• **WORK ORDER**: Within these entries, which lines include the string "locally"? Copy each one.

--- EXTRACTED INFORMATION Enclosed Below ---

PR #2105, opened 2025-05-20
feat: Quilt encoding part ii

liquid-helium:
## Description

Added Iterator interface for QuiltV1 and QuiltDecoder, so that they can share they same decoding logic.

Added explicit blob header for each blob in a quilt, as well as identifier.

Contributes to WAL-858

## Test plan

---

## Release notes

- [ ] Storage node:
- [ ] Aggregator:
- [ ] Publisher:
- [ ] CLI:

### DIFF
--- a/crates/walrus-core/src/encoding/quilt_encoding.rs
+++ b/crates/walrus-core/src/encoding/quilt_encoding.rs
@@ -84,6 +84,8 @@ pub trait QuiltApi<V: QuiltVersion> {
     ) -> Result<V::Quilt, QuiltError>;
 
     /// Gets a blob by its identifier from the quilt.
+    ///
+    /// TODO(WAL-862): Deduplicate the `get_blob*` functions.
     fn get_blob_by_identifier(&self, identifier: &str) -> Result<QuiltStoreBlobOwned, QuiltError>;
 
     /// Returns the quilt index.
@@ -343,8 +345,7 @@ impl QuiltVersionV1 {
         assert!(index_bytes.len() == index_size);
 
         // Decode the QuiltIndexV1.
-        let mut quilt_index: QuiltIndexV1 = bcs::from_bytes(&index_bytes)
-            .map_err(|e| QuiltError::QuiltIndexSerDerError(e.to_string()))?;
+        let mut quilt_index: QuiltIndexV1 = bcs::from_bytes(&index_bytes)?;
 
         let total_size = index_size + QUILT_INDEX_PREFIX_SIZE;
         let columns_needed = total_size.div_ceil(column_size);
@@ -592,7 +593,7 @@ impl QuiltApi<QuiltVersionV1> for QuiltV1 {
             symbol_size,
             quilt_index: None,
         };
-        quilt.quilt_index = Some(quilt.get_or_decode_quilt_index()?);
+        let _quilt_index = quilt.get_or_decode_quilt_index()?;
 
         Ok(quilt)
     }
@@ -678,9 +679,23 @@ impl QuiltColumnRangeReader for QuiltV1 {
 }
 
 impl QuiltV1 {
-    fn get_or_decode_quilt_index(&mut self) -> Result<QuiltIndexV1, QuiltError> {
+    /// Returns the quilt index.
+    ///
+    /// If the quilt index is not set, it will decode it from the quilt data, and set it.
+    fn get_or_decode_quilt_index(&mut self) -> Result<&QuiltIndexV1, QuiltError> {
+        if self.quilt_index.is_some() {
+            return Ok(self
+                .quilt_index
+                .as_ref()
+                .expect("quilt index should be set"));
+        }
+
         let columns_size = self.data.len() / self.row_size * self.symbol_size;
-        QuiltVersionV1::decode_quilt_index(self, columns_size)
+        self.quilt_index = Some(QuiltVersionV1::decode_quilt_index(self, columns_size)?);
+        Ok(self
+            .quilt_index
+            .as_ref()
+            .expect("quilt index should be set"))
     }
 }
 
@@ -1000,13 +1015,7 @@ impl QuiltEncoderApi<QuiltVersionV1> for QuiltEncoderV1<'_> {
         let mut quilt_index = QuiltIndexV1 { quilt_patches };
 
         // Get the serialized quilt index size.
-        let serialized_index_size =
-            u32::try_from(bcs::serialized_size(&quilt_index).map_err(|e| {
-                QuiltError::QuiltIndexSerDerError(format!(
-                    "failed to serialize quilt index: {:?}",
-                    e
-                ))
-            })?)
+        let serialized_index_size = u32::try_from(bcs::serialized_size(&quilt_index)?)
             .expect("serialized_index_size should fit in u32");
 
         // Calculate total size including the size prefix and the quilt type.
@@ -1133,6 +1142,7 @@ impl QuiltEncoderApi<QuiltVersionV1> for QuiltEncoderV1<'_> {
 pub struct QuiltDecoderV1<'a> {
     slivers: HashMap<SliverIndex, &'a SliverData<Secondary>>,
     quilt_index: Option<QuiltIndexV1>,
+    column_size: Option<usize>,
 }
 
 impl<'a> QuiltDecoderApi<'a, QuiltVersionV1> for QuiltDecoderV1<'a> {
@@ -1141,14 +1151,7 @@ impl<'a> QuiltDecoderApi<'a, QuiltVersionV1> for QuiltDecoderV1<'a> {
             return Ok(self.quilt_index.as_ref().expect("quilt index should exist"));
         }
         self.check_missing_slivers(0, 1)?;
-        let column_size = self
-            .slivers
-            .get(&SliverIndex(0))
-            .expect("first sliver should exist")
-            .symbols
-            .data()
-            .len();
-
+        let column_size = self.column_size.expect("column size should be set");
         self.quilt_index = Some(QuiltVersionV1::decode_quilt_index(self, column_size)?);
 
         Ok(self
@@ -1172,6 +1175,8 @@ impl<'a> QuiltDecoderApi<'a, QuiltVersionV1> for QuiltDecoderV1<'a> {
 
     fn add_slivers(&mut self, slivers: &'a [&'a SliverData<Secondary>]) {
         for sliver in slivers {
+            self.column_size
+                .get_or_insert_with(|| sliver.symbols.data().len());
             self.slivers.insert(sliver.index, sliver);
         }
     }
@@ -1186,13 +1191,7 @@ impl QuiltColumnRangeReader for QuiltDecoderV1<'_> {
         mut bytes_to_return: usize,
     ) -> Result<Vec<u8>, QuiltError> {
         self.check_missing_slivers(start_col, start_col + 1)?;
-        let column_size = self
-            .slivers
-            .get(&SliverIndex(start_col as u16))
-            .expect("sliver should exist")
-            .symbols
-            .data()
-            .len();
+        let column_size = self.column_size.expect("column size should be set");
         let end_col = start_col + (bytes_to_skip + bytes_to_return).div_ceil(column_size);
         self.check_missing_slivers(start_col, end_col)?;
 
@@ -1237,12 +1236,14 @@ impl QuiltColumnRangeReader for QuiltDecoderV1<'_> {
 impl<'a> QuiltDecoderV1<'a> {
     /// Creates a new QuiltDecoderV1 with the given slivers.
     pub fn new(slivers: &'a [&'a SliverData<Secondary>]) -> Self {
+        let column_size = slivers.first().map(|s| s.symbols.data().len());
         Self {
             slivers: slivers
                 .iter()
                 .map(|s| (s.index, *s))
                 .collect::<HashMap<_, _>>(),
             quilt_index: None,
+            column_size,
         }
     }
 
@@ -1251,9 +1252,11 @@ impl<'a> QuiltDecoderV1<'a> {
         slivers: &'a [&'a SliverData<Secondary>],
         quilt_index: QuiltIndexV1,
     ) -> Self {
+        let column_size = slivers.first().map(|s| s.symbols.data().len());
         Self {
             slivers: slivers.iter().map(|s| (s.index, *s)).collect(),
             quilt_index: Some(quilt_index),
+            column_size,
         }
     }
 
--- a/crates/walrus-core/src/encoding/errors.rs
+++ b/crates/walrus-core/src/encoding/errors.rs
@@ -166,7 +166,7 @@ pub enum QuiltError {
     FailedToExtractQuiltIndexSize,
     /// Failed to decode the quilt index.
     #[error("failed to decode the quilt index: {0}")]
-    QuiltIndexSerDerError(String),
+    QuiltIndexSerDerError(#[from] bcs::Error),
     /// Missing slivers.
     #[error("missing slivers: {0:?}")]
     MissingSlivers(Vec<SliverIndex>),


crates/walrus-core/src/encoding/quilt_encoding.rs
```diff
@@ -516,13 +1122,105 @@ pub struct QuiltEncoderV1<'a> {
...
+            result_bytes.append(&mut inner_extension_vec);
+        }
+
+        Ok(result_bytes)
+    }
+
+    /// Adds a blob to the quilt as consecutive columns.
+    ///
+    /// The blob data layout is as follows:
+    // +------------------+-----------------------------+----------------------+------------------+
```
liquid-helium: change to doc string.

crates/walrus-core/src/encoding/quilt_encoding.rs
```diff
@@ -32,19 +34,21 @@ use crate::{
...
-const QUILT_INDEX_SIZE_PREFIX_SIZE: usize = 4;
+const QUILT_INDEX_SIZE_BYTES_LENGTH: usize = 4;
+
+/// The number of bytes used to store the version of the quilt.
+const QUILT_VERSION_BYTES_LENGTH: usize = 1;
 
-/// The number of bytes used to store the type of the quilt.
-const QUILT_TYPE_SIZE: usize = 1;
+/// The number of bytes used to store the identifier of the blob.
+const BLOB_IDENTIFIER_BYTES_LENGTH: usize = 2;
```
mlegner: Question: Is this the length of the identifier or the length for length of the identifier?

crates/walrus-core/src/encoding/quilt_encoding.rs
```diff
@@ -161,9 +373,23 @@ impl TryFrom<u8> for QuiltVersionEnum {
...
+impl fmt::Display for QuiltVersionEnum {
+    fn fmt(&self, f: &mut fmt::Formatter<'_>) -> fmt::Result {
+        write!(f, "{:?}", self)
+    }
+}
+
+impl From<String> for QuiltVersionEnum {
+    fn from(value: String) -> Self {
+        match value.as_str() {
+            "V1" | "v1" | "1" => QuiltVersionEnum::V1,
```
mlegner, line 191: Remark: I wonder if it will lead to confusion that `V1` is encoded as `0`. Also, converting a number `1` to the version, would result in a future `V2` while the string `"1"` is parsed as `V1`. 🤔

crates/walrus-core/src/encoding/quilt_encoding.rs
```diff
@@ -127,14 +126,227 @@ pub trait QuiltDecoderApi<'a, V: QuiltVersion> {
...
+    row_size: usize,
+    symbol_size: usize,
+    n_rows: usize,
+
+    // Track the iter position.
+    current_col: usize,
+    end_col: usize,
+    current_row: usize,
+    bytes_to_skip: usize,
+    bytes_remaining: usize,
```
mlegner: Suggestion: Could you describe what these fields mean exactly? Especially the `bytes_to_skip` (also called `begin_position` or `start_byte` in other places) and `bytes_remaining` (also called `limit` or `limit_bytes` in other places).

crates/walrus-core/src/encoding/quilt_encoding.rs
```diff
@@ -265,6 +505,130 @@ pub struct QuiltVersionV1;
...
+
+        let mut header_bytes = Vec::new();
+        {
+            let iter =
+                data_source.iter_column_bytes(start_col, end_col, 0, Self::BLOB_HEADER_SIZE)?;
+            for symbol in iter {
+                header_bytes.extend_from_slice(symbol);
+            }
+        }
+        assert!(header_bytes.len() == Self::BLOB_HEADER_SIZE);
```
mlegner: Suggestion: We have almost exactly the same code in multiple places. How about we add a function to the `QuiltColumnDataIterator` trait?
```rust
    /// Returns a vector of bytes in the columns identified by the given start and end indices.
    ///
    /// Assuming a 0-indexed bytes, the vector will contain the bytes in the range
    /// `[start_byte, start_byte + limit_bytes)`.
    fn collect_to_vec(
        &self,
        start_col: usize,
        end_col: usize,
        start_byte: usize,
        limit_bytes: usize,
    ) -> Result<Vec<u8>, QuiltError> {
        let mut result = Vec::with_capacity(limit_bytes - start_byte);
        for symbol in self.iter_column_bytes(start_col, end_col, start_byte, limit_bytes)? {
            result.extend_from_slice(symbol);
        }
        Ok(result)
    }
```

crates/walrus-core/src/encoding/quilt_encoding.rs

--- End of Enclosed EXTRACTED INFORMATION ---
--- EXTRACTED INFORMATION Enclosed Below ---

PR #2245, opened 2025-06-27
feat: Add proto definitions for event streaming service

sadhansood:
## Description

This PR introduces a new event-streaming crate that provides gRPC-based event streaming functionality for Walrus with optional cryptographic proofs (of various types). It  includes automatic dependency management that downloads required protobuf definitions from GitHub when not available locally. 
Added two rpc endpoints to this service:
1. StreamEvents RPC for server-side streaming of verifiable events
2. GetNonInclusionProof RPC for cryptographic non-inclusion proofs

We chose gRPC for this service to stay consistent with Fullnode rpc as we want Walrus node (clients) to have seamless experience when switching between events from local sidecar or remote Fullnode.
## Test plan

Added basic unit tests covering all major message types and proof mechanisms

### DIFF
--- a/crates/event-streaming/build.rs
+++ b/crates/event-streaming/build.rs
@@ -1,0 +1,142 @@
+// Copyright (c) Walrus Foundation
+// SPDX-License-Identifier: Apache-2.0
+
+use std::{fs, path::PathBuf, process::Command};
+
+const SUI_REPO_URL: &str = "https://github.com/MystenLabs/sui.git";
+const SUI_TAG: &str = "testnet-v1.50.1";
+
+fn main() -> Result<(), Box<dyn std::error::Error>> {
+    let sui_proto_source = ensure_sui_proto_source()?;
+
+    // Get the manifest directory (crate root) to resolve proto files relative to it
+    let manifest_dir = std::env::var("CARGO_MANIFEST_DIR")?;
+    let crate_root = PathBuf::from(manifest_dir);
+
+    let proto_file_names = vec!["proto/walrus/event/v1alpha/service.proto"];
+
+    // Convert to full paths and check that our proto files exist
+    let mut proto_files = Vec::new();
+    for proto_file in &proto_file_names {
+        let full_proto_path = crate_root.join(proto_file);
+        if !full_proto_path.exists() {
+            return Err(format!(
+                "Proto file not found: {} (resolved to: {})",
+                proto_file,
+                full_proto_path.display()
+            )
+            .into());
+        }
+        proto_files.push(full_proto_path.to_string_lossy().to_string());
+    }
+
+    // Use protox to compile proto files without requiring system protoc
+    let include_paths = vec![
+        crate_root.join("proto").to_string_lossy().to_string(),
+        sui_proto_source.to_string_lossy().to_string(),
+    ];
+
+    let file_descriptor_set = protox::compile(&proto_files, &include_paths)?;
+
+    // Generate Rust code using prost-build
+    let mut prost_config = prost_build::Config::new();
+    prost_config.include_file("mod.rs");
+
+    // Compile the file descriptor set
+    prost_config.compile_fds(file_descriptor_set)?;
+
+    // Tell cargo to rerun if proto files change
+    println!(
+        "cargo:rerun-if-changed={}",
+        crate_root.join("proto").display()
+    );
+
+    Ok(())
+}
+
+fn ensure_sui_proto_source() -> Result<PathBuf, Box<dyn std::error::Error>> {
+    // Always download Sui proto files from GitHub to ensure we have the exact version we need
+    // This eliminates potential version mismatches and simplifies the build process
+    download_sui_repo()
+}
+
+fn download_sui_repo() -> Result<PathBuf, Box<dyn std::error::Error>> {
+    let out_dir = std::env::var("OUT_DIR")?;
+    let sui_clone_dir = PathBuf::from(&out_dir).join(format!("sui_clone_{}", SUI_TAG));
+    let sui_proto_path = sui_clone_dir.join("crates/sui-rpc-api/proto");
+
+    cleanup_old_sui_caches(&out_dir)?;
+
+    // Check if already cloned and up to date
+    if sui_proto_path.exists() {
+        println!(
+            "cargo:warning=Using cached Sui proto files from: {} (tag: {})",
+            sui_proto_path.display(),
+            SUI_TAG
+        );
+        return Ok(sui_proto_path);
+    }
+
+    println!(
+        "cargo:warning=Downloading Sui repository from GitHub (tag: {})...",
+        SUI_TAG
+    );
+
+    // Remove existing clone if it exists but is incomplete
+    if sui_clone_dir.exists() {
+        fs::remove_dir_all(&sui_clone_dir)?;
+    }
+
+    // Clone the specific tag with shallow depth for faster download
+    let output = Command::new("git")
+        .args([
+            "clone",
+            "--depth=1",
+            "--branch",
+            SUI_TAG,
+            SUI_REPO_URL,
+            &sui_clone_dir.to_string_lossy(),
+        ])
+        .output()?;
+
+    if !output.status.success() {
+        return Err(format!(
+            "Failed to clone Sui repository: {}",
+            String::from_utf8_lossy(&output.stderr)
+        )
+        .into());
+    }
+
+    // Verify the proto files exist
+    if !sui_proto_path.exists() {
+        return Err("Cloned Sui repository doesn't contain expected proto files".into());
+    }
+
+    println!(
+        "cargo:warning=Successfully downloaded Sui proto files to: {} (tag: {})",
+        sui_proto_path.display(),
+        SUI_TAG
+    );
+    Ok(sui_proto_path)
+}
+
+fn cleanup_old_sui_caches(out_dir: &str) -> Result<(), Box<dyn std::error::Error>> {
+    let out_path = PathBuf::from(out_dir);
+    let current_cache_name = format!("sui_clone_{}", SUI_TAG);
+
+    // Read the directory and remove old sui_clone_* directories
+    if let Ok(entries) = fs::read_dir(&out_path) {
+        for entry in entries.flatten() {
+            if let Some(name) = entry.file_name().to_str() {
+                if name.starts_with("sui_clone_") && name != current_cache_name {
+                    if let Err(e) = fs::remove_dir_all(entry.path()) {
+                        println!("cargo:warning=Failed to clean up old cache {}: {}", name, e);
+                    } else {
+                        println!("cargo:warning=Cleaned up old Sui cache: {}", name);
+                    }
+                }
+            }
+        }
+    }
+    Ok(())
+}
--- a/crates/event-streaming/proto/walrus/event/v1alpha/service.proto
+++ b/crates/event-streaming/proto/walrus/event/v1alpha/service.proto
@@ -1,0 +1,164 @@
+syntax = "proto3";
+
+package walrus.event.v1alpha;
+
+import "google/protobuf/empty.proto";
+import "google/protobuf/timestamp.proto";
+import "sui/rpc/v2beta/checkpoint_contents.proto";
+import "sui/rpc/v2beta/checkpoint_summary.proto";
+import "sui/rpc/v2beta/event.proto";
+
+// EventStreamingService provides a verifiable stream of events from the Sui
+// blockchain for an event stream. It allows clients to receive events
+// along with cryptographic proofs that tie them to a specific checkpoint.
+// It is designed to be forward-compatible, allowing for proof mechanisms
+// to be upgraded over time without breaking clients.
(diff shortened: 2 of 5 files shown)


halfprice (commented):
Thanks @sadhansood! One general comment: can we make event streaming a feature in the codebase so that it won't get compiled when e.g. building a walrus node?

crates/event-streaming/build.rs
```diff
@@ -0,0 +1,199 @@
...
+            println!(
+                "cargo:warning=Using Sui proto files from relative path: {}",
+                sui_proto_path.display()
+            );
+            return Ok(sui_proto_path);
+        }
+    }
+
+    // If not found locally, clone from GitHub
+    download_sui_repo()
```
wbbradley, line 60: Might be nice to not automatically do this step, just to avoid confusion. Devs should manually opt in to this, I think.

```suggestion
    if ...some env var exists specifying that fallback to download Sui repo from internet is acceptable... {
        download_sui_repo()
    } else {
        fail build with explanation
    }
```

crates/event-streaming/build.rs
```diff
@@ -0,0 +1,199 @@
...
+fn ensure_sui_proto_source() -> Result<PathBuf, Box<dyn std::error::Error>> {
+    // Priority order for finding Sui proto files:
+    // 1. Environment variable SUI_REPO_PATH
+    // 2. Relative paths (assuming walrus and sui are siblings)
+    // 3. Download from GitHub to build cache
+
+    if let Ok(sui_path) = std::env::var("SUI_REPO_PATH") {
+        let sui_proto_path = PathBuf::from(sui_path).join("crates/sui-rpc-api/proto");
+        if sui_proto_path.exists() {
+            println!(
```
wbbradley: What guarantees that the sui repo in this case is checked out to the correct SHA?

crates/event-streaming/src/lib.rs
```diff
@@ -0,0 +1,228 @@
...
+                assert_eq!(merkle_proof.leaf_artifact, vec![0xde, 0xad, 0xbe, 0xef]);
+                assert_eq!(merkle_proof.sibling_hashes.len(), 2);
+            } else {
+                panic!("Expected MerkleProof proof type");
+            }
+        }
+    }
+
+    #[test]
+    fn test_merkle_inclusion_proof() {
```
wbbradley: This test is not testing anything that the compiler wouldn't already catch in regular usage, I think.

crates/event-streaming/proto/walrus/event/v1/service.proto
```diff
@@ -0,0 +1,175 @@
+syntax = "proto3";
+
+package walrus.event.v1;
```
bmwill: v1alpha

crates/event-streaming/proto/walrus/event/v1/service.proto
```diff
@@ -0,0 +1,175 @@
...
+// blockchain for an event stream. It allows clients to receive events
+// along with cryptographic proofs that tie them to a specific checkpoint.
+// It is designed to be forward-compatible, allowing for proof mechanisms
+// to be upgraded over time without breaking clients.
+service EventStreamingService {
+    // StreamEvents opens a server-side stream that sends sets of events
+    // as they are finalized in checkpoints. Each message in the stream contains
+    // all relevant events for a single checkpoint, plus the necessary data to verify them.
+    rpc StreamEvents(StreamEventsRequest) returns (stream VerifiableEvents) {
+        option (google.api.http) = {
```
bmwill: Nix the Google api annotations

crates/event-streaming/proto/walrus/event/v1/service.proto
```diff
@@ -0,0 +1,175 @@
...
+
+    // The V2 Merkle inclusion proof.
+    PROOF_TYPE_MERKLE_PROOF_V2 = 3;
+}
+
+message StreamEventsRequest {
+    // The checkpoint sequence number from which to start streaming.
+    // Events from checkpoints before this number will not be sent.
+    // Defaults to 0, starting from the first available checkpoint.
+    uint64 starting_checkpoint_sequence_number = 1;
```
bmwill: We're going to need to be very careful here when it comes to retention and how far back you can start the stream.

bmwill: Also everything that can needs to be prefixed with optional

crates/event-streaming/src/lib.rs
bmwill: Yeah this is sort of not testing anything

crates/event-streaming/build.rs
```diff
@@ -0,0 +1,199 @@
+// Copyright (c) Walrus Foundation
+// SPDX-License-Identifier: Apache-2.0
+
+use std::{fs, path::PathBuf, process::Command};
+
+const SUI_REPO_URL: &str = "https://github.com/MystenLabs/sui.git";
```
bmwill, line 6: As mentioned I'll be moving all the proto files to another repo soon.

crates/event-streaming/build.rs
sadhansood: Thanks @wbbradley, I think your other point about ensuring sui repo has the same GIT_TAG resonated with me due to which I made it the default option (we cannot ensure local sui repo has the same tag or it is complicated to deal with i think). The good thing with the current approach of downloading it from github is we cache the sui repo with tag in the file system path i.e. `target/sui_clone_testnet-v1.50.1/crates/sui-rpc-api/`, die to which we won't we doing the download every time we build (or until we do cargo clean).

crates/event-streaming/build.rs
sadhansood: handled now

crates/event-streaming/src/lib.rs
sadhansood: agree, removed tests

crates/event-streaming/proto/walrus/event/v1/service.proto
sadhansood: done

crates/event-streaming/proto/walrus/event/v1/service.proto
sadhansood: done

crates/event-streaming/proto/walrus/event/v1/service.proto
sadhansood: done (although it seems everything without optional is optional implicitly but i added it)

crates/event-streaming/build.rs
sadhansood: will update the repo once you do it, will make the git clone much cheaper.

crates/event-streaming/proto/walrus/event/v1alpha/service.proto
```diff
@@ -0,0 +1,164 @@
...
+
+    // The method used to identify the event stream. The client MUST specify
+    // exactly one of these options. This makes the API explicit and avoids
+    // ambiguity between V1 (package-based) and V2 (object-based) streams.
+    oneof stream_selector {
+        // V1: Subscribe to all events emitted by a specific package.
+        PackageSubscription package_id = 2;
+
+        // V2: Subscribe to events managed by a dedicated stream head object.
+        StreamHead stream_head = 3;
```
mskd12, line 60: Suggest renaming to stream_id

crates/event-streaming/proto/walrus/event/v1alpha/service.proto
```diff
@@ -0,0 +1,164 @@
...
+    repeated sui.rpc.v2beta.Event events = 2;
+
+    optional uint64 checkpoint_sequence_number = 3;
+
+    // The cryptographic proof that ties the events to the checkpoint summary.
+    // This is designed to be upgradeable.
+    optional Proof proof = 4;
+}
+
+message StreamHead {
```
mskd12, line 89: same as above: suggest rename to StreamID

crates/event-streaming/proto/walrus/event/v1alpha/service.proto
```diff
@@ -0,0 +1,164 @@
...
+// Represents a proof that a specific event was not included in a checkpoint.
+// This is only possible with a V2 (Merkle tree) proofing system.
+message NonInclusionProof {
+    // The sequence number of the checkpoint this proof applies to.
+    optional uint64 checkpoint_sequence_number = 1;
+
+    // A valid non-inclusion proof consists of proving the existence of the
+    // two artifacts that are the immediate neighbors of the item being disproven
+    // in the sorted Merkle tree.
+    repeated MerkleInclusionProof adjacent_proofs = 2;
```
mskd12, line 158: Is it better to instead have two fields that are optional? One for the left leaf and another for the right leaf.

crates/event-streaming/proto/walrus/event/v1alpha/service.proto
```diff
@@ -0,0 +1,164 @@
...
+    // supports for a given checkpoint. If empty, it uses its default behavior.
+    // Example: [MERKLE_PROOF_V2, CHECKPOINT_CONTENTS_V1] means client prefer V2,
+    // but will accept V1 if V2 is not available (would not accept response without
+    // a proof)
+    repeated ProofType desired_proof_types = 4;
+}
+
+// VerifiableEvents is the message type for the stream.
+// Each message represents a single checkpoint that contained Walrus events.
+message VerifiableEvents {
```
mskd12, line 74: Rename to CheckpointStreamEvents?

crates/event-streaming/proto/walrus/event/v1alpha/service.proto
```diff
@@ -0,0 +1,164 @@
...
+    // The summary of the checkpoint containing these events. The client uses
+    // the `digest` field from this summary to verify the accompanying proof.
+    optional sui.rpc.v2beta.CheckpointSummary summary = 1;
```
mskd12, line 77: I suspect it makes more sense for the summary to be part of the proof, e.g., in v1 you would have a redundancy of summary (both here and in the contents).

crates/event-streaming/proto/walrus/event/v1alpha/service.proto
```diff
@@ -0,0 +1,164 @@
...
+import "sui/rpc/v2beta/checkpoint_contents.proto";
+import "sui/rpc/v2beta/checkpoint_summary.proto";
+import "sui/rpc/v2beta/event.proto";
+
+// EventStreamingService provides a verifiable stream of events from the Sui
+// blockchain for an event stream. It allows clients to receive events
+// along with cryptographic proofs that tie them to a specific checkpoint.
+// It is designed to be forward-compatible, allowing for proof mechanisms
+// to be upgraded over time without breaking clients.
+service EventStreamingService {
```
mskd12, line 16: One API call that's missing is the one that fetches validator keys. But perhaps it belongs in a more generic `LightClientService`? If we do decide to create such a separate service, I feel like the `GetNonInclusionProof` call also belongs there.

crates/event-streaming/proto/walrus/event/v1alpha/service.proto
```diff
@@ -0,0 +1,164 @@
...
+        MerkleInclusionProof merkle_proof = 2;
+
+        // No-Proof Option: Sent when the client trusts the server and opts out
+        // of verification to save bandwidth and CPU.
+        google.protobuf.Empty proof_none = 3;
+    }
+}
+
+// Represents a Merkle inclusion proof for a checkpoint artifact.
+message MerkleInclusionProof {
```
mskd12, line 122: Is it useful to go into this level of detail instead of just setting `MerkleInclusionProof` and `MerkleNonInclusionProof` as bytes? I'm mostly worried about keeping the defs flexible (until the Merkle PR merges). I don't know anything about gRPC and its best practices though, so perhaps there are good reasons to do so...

--- End of Enclosed EXTRACTED INFORMATION ---

• **TASK RESULT**:
This PR introduces a new event-streaming crate that provides gRPC-based event streaming functionality for Walrus with optional cryptographic proofs (of various types). It  includes automatic dependency management that downloads required protobuf definitions from GitHub when not available locally. 
+    // If not found locally, clone from GitHub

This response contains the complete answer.